The Oxford Companion to United States History | 2001 | | © The Oxford Companion to United States History 2001, originally published by Oxford University Press 2001. (Hide copyright information) Copyright

James, Henry (1843–1916), novelist, writer of short stories, plays, critical essays, and travel accounts; prose stylist and theorist of fiction.Born in New York City the son of Henry James Sr. and Mary Robertson Walsh, and the brother of William James, Henry James was educated abroad in Geneva, Paris, and Bonn and attended Harvard University briefly to study law but read Balzac instead. After a series of transatlantic residences, James in 1876 lived for a time in Paris where he met Turgenev, Flaubert, Maupassant, Daudet, and Zola. Later in the year, he settled permanently in England: first in London and, in 1898, in Rye. He knew the principal literary men and women of the day, including Robert Browning and George Eliot, whose poetry and fiction he admired and emulated.

James found the American scene bereft of the cultural institutions that gave breadth and depth to a novelist's imagination: “no aristocracy, no church, no clergy, no army, no diplomatic service, no country gentlemen, no palaces. no literature, no novels, no museums, no pictures, no political society, no sporting class—no Epsom nor Ascot!” Consequently, he made the subject of his fiction the complex fate of being an American testing the value of Europe. He brought the genre of the international novel to perfection in plots that examined American naiveté amidst European sophistication, New World morality in the arena of Old World manners. The American (1877), Daisy Miller (1879), and, especially, The Portrait of a Lady (1881) won for James artistic acclaim and fame as a psychological realist. His later international novels The Wings of the Dove (1902), The Ambassadors (1903), and The Golden Bowl (1904), written in his more demanding later style, achieved subtlety and sophistication, though little recognition in his own time. Later generations, raised on Joyce and Proust, praised them as James's “major phase.” James also wrote novels and tales with exclusively American settings (like Washington Square, 1881; The Bostonians, 1886) and exclusively English settings (like The Spoils of Poynton, 1897; The Awkward Age, 1899), equally incisive psychologically and socially with his international fiction. He tried but failed to become a successful London playwright in the early 1890s.

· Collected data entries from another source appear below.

PR #340, opened 2020-04-03
fix(legacy-plugin-chart-table): time column formatting

ktmud:
🐛 Bug Fix

Table chart displays time column incorrectly when "include time" is selected. This PR fixes it. It also fixes a bunch of linting issues surfaced by migrating the plugin packages to the `superset-ui` repo.

Snip20200403_50

### Before

Snip20200403_49

### After

image

## Test Plan

Added unit test.

### DIFF
--- a/codecov.yml
+++ b/codecov.yml
@@ -2,7 +2,7 @@ coverage:
   status:
     patch:
       default:
-        target: 50%
+        target: 40%
         threshold: 0%
     project:
       default:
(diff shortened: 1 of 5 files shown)


ktmud:
@kristw This is a quick fix to address the "NaN"s. Do you think it's still worth porting in `getTimeFormatterForGranularity` for the Table chart after this fix?

ktmud:
Merging this quick for now. Will adapt formatter by granularity later.

PR #344, opened 2020-04-06
feat(table): enable table filter and better typing

ktmud:
🏆 Enhancements
🐛 Bug Fix

- Add back "emit filter" support to Table chart.
- Refactor typing for both Table and Big Number, make more strict or give more hints when possible.

### DIFF
--- a/packages/superset-ui-chart-composition/package.json
+++ b/packages/superset-ui-chart-composition/package.json
@@ -26,12 +26,12 @@
     "access": "public"
   },
   "dependencies": {
-    "@types/react": "^16.7.17",
+    "@types/react": "^16.9.34",
     "@vx/responsive": "^0.0.195",
     "csstype": "^2.6.4"
   },
   "peerDependencies": {
     "@superset-ui/core": "^0.12.0",
-    "react": "^16.7.17"
+    "react": "^16.13.1"
   }
 }
--- a/packages/superset-ui-chart/src/clients/ChartClient.ts
+++ b/packages/superset-ui-chart/src/clients/ChartClient.ts
@@ -9,7 +9,7 @@ import {
 import { QueryFormData, Datasource } from '@superset-ui/query';
 import getChartBuildQueryRegistry from '../registries/ChartBuildQueryRegistrySingleton';
 import getChartMetadataRegistry from '../registries/ChartMetadataRegistrySingleton';
-import { QueryData } from '../models/ChartProps';
+import { QueryData } from '../types/QueryResponse';
 import { AnnotationLayerMetadata } from '../types/Annotation';
 import { PlainObject } from '../types/Base';
 
@@ -94,7 +94,10 @@ export default class ChartClient {
           },
           ...options,
         } as RequestConfig)
-        .then(response => response.json as Json);
+        .then(response => {
+          // let's assume response.json always has the shape of QueryData
+          return response.json as QueryData;
+        });
     }
 
     return Promise.reject(new Error(`Unknown chart type: ${visType}`));
--- a/packages/superset-ui-chart/src/models/ChartProps.ts
+++ b/packages/superset-ui-chart/src/models/ChartProps.ts
@@ -15,8 +15,12 @@ type ChartPropsSelector = (c: ChartPropsConfig) => ChartProps;
 
 /** Optional field for event handlers, renderers */
 type Hooks = {
+  /**
+   * sync active filters between chart and dashboard, "add" actually
+   * also handles "change" and "remove".
+   */
   onAddFilter?: (newFilters: DataRecordFilters, merge?: boolean) => void;
-  /** handle errors  */
+  /** handle errors */
   onError?: HandlerFunction;
   /** use the vis as control to update state */
   setControlValue?: HandlerFunction;
--- a/packages/superset-ui-chart/src/models/ChartProps.ts
+++ b/packages/superset-ui-chart/src/models/ChartProps.ts
@@ -1,30 +1,28 @@
 import { createSelector } from 'reselect';
 import { convertKeysToCamelCase } from '@superset-ui/core';
+import { Datasource } from '@superset-ui/query';
 import { HandlerFunction, PlainObject } from '../types/Base';
+import { QueryData, DataRecordFilters } from '../types/QueryResponse';
 
 // TODO: more specific typing for these fields of ChartProps
 type AnnotationData = PlainObject;
-type CamelCaseDatasource = PlainObject;
 type SnakeCaseDatasource = PlainObject;
 type CamelCaseFormData = PlainObject;
 type SnakeCaseFormData = PlainObject;
-export type QueryData = PlainObject;
-/** Initial values for the visualizations, currently used by only filter_box and table */
-type InitialValues = PlainObject;
+type RawFormData = CamelCaseFormData | SnakeCaseFormData;
+
 type ChartPropsSelector = (c: ChartPropsConfig) => ChartProps;
 
 /** Optional field for event handlers, renderers */
 type Hooks = {
-  /** handle adding filters  */
-  onAddFilter?: HandlerFunction;
+  onAddFilter?: (newFilters: DataRecordFilters, merge?: boolean) => void;
   /** handle errors  */
   onError?: HandlerFunction;
   /** use the vis as control to update state */
   setControlValue?: HandlerFunction;
   /** handle tooltip */
   setTooltip?: HandlerFunction;
-  [key: string]: any;
-};
+} & PlainObject;
 
 /**
  * Preferred format for ChartProps config
@@ -37,9 +35,9 @@ export interface ChartPropsConfig {
    * Formerly called "filters", which was misleading because it is actually
    * initial values of the filter_box and table vis
    */
-  initialValues?: InitialValues;
+  initialValues?: DataRecordFilters;
   /** Main configuration of the chart */
-  formData?: SnakeCaseFormData;
+  formData?: RawFormData;
   /** Chart height */
   height?: number;
   /** Programmatic overrides such as event handlers, renderers */
@@ -53,22 +51,20 @@ export interface ChartPropsConfig {
 const DEFAULT_WIDTH = 800;
 const DEFAULT_HEIGHT = 600;
 
-export default class ChartProps<
-  FormDataType extends CamelCaseFormData | SnakeCaseFormData = CamelCaseFormData
-> {
+export default class ChartProps {
   static createSelector: () => ChartPropsSelector;
 
   annotationData: AnnotationData;
 
-  datasource: CamelCaseDatasource;
+  datasource: Datasource;
 
   rawDatasource: SnakeCaseDatasource;
 
-  initialValues: InitialValues;
+  initialValues: DataRecordFilters;
 
   formData: CamelCaseFormData;
 
-  rawFormData: SnakeCaseFormData | CamelCaseFormData;
+  rawFormData: RawFormData;
 
   height: number;
 
@@ -82,7 +78,7 @@ export default class ChartProps<
     const {
       annotationData = {},
       datasource = {},
-      formData = {} as FormDataType,
+      formData = {},
       hooks = {},
       initialValues = {},
       queryData = {},
--- a/packages/superset-ui-query/src/types/Datasource.ts
+++ b/packages/superset-ui-query/src/types/Datasource.ts
@@ -14,6 +14,7 @@ export interface Datasource {
   columns: Column[];
   metrics: QueryObjectMetric[];
   description?: string;
+  // key is column names (labels)
   columnFormats?: {
     [key: string]: string;
   };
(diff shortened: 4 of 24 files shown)


packages/superset-ui-chart/src/models/ChartProps.ts
```diff
@@ -37,7 +35,7 @@ export interface ChartPropsConfig {
    * Formerly called "filters", which was misleading because it is actually
    * initial values of the filter_box and table vis
    */
-  initialValues?: InitialValues;
+  activeFilters?: DataRecordFilters;
```
ktmud, line 38: Renamed `initialValues` to `activeFilters` as it's not super clear what things' initial values it is. Superset frontend will update accordingly.

packages/superset-ui-chart-composition/package.json
```diff
@@ -26,12 +26,12 @@
...
   "dependencies": {
-    "@types/react": "^16.7.17",
+    "@types/react": "^16.9.32",
     "@vx/responsive": "^0.0.195",
     "csstype": "^2.6.4"
   },
   "peerDependencies": {
     "@superset-ui/core": "^0.12.0",
-    "react": "^16.7.17"
+    "react": "^16.13.1"
```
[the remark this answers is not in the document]
ktmud: I saw some typing errors related to `@types/react` and thought it'd be easier to just upgrade everything instead of hunting down which plugin imported the incompatible version. Will upgrade Superset main repo, too, when this is merged.

packages/superset-ui-chart/src/models/ChartProps.ts
```diff
@@ -82,10 +80,10 @@ export default class ChartProps<
     const {
       annotationData = {},
       datasource = {},
-      formData = {} as FormDataType,
+      formData = {},
       hooks = {},
-      initialValues = {},
-      queryData = {},
+      activeFilters = {},
+      queryData = { data: { records: [], columns: [] } },
```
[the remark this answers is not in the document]
ktmud: Yes, I realized that later and has since updated `QueryResponse`, but forgot about this.

packages/superset-ui-chart/src/models/ChartProps.ts
```diff
@@ -1,30 +1,28 @@
...
-type InitialValues = PlainObject;
+
 type ChartPropsSelector = (c: ChartPropsConfig) => ChartProps;
 
 /** Optional field for event handlers, renderers */
 type Hooks = {
-  /** handle adding filters  */
-  onAddFilter?: HandlerFunction;
+  /** handle adding and removing filters  */
+  onChangeFilter?: (newFilters: DataRecordFilters, merge?: boolean) => void;
```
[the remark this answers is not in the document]
ktmud: Whether to merge the values of the selected filter to existing values, or override them. Seems not actively in use though.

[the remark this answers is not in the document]
ktmud: Re field name change: the original name was not used in any other plugin anyway so I thought it was a fairly safe change.

packages/superset-ui-chart/src/models/ChartProps.ts
```diff
@@ -82,10 +80,10 @@ export default class ChartProps<
     const {
       annotationData = {},
       datasource = {},
-      formData = {} as FormDataType,
+      formData = {},
```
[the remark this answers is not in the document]
ktmud: This is intentional as TS is already able to infer `formData` from `ChartPropsConfig` above.

plugins/big-number/src/BigNumber/transformProps.ts
```diff
@@ -19,25 +19,58 @@
...
+  };
+  metric?:
+    | {
+        label: string;
+      }
+    | string;
+  compareLag?: string | number;
+  yAxisFormat?: string;
+  timeGrainSqla?: TimeGranularity;
+} & ChartProps['formData'];
```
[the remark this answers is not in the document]
ktmud: Thought it was more semantically correct to include it. Can't probably drop since we've been exhaustive listing all the fields.

packages/superset-ui-chart/src/models/ChartProps.ts
ktmud: Reverted it back just to be safe.

packages/superset-ui-chart/src/models/ChartProps.ts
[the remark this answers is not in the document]
ktmud: Reverted it back also just to be safe and also to make the diff on main repo smaller.

packages/superset-ui-chart/src/clients/ChartClient.ts
```diff
@@ -94,7 +94,10 @@ export default class ChartClient {
           },
           ...options,
         } as RequestConfig)
-        .then(response => response.json as Json);
+        .then(response => {
+          // let's assume response.json always has the shape of QueryData
+          return response.json as QueryData;
```
williaster, line 99: is this needed since the method return type is `Promise<QueryData>`?

packages/superset-ui-chart/src/models/ChartProps.ts
```diff
@@ -1,30 +1,28 @@
...
-type InitialValues = PlainObject;
+type RawFormData = CamelCaseFormData | SnakeCaseFormData;
+
 type ChartPropsSelector = (c: ChartPropsConfig) => ChartProps;
 
 /** Optional field for event handlers, renderers */
 type Hooks = {
-  /** handle adding filters  */
-  onAddFilter?: HandlerFunction;
+  onAddFilter?: (newFilters: DataRecordFilters, merge?: boolean) => void;
```
williaster, line 18: should we add back the doc string?

packages/superset-ui-chart/src/models/ChartProps.ts
```diff
@@ -1,30 +1,28 @@
...
   /** handle errors  */
   onError?: HandlerFunction;
   /** use the vis as control to update state */
   setControlValue?: HandlerFunction;
   /** handle tooltip */
   setTooltip?: HandlerFunction;
-  [key: string]: any;
-};
+} & PlainObject;
```
williaster, line 25: why is the `PlainObject` needed?

packages/superset-ui-query/src/types/Datasource.ts
```diff
@@ -10,8 +10,14 @@ export enum DatasourceType {
 export interface Datasource {
   id: number;
   name: string;
-  description?: string;
   type: DatasourceType;
   columns: Column[];
   metrics: QueryObjectMetric[];
+  description?: string;
+  columnFormats?: {
+    [key: string]: string;
```
williaster, line 18: could we be any more specific about what `key` is here + `verboseMap` below? like `name` or `id` or something?

plugins/big-number/src/BigNumber/transformProps.ts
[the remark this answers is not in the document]
williaster: two questions:
- should it be `Partial<ChartProps['formData']>`? or all of them?
- are there duplicate keys in `ChartProps['formData']`? I'm not sure order of override for TS, just wanted to make sure if there are duplicates that the `BigNumberFormData` values take precedent.

plugins/big-number/src/BigNumber/transformProps.ts
```diff
@@ -19,25 +19,56 @@
...
 };
 
-export default function transformProps(chartProps: ChartProps) {
-  const { width, height, formData, queryData } = chartProps;
+export default function transformProps(chartProps: BignumberChartProps) {
+  const { width, height, queryData, formData } = chartProps;
   const {
     colorPicker,
-    compareLag: compareLagInput,
+    compareLag: compareLag_,
```
williaster, line 68: readability nit – I think `compareLagInput` is a clearer name, not sure what `_` means tho I guess it's used a few places here

plugins/table/src/ReactDataTable.tsx
```diff
@@ -109,16 +110,16 @@ export default function ReactDataTable(props: DataTableProps) {
...
+    if (isTimeColumn(key)) {
       let value = val;
       if (typeof val === 'string') {
         // force UTC time zone if is an ISO timestamp without timezone
         // e.g. "2020-10-12T00:00:00"
         value = val.match(/T(\d{2}:){2}\d{2}$/) ? `${val}Z` : val;
         value = new Date(value);
       }
-      return formatTimestamp(value) as string;
+      return formatTimestamp(value as Date | number | null) as string;
```
williaster, line 122: can you set this above instead of coercing? `let value: Date | number | null = val; ...`

plugins/table/src/Table.css
```diff
@@ -25,6 +25,16 @@
 .superset-legacy-chart-table .dt-metric {
   text-align: right;
 }
+.superset-legacy-chart-table td.dt-is-filter {
+  cursor: pointer;
+}
+.superset-legacy-chart-table td.dt-is-filter:hover {
+  background-color: linen;
```
williaster, line 32: curious how these were chosen? should we get any design feedback?

packages/superset-ui-chart/src/clients/ChartClient.ts
ktmud: Yes, it is, because `response.json` might be `undefined`, then it becomes unassignable to `Promise<QueryData>`. Previously it was hinted as `Json`, I just changed it to `QueryData` to be more strict.

packages/superset-ui-chart/src/models/ChartProps.ts
ktmud: The doc string doesn't seem very helpful to me. `onAddFilter` is basically synonymous to `handle adding filter`.

packages/superset-ui-chart/src/models/ChartProps.ts
ktmud: `PlainObject` is basically `[key: string]: any`. Probably not needed, but didn't wanna break anything.

packages/superset-ui-query/src/types/Datasource.ts
ktmud: I always thought it's good to be generic in indexable types so that new TypeScript users don't confuse it with an actual property name.

ktmud: I'll add some inline comments instead.

plugins/big-number/src/BigNumber/transformProps.ts
ktmud: I use dangling "_" in for arguments that will be immediately overridden by simple argument processing. It indicates a sense of temporariness and keeps the variable names clean.

plugins/table/src/ReactDataTable.tsx
ktmud: Actually tried that, but ran into error when passing it to `new Date`. Obviously `new Date` doesn't accept `null`.

plugins/table/src/Table.css
ktmud: The [original color](https://github.com/apache/incubator-superset/issues/8273) is:

```
  background-color: lighten(desaturate(@brand-primary, 50%), 50%);
```
https://github.com/apache/incubator-superset/pull/9593/commits/cbf38ff466e81f33efd828d80bdf291391437651#diff-9479060a8cb28b444d0ce7f5df0a33ccL577


image

Which translates to `#bce9e5`. I just picked a named color that is close to it and does not look bad. Wanted to use the original color, but it kind of looked too dark to me.

This will probably eventually become customizable with the introduction of the [superset-ui/style](https://github.com/apache-superset/superset-ui/tree/master/packages/superset-ui-style
) package.

plugins/big-number/src/BigNumber/transformProps.ts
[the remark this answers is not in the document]
ktmud: <strike>Actually, it'd be easier to just do this because some shared properties are indeed useful to keep in ChartProps and it doesn't make sense to exhaustively list them for every chart type.</strike>

Strike again. `formData` and `queryData` are basically `PlainObject`, which accepts any key with any values. `Partial` or not it doesn't make any difference, at least for now. I was thinking `& ChartProps`.

@williaster thanks for the reminder about overrides. I should have placed `ChartProps['formData']` at the front.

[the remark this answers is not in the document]
ktmud: I think I'm going to avoid `Partial` as it makes all properties optional, which is probably not what we want in this case.

plugins/big-number/src/BigNumber/transformProps.ts
```diff
@@ -19,25 +19,58 @@
...
+}
+
 // we trust both the x (time) and y (big number) to be numeric
-type BigNumberDatum = {
-  [TIME_COLUMN]: number;
+export interface BigNumberDatum {
   [key: string]: number | null;
+}
+
+export type BigNumberData = BigNumberDatum[];
```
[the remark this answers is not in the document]
ktmud: Done.

PR #352, opened 2020-04-10
feat: allow toggling of table viz's bar chart backgrounds

rusackas:
🏆 Enhancements

Fixes, in coordination with [this parallel PR](https://github.com/apache/incubator-superset/pull/9500), Superset issue #9499

### DIFF
--- a/plugins/table/src/ReactDataTable.tsx
+++ b/plugins/table/src/ReactDataTable.tsx
@@ -244,7 +244,7 @@ export default function ReactDataTable(props: DataTableProps) {
                   // only set innerHTML for actual html content, this saves time
                   dangerouslySetInnerHTML={isHtml ? { __html: text } : undefined}
                   data-sort={val}
-                  className={showCellBar ? 'text-right' : ''}
+                  className={keyIsMetric ? 'text-right' : ''}
                   style={{
                     backgroundImage: showCellBar ? cellBar(key, val as number) : undefined,
                   }}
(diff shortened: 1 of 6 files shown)


rusackas:
@krist this one is minor, but would love to know how you prefer to approach these double-PRs as a coordinated effort. We can discuss on Slack if it's easier :D

plugins/table/src/ReactDataTable.tsx
```diff
@@ -236,15 +237,16 @@ export default function ReactDataTable(props: DataTableProps) {
...
               const isHtml = !keyIsMetric && isProbablyHTML(text);
+              const showCellBar = keyIsMetric && !hideCellBars;
               return (
                 <td
                   key={key}
                   // only set innerHTML for actual html content, this saves time
                   dangerouslySetInnerHTML={isHtml ? { __html: text } : undefined}
                   data-sort={val}
-                  className={keyIsMetric ? 'text-right' : ''}
+                  className={showCellBar ? 'text-right' : ''}
```
ktmud, line 247: It probably makes sense to always align metrics to the right even if we don't need to show the bar chart?

rusackas: Sure, that's fine... it looks more wrong than right to me to have them right-aligned in many cases, but that all depends on the number formatting. I guess there's no need to squeeze that extra change, as it wasn't part of the original issue. I'll change it back.

rusackas:
Thanks for the review, @ktmud :)

If you don't mind reviewing/approving the [superset PR](https://github.com/apache/incubator-superset/pull/9500), I'll merge both, unless you see any deployment problems in doing so.

kristw:
published as `0.12.14`

PR #357, opened 2020-04-11
feat: make CategoricalScale compatible with D3's ScaleOrdinal

kristw:
🏆 Enhancements

`CategoricalScale` was originally written to provide similar functionality with `ScaleOrdinal` but allow color overrides (both at the scale itself and from its parent namespace).

However, due to its different class signature (function names, return types, etc.) from `ScaleOrdinal`, this caused some frictions when adopting it in place of `ScaleOrdinal`, both in Superset and other consumer apps. 

This PR add function `copy`, `domain`, `range` and `unknown` to `CategoricalScale` so it is fully compatible with `ScaleOrdinal` signature. 

```ts
// This is a valid statement in typescript. 
// Developer then can use scale similar to how they use D3's scaleOrdinal
const scale: ScaleOrdinal<{ toString(): string }, string> = new CategoricalColorScale([]);
```

This PR also expose new feature `.unknown()` similar to `D3`'s which allow bucketing of unknown value that are not in the specified domain.

### DIFF
--- a/packages/superset-ui-color/src/CategoricalColorScale.ts
+++ b/packages/superset-ui-color/src/CategoricalColorScale.ts
@@ -1,5 +1,6 @@
 /* eslint-disable no-dupe-class-members */
 import { ExtensibleFunction } from '@superset-ui/core';
+import { scaleOrdinal, ScaleOrdinal } from 'd3-scale';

James, who often wrote about artists and writers, said of himself in 1878 that he had an “imagination of disaster” and saw life as a battle in which “evil is insolent and strong; beauty enchanting but rare; goodness very apt to be weak; folly very apt to be defiant; wickedness to carry the day; imbeciles to be in great places, people of sense in small, and mankind generally unhappy.” In this situation, life “bids us learn to will and seek to understand.” A Jamesian novel presents this sense of life by constantly nourishing a character's consciousness and having him or her make choices based on an ever more informed sensibility. The novel What Maisie Knew (1897) is paradigmatic of this form, ending with a girl on the verge of adolescence who has learned enough as a child to acquire a moral sense and choose the way she will live.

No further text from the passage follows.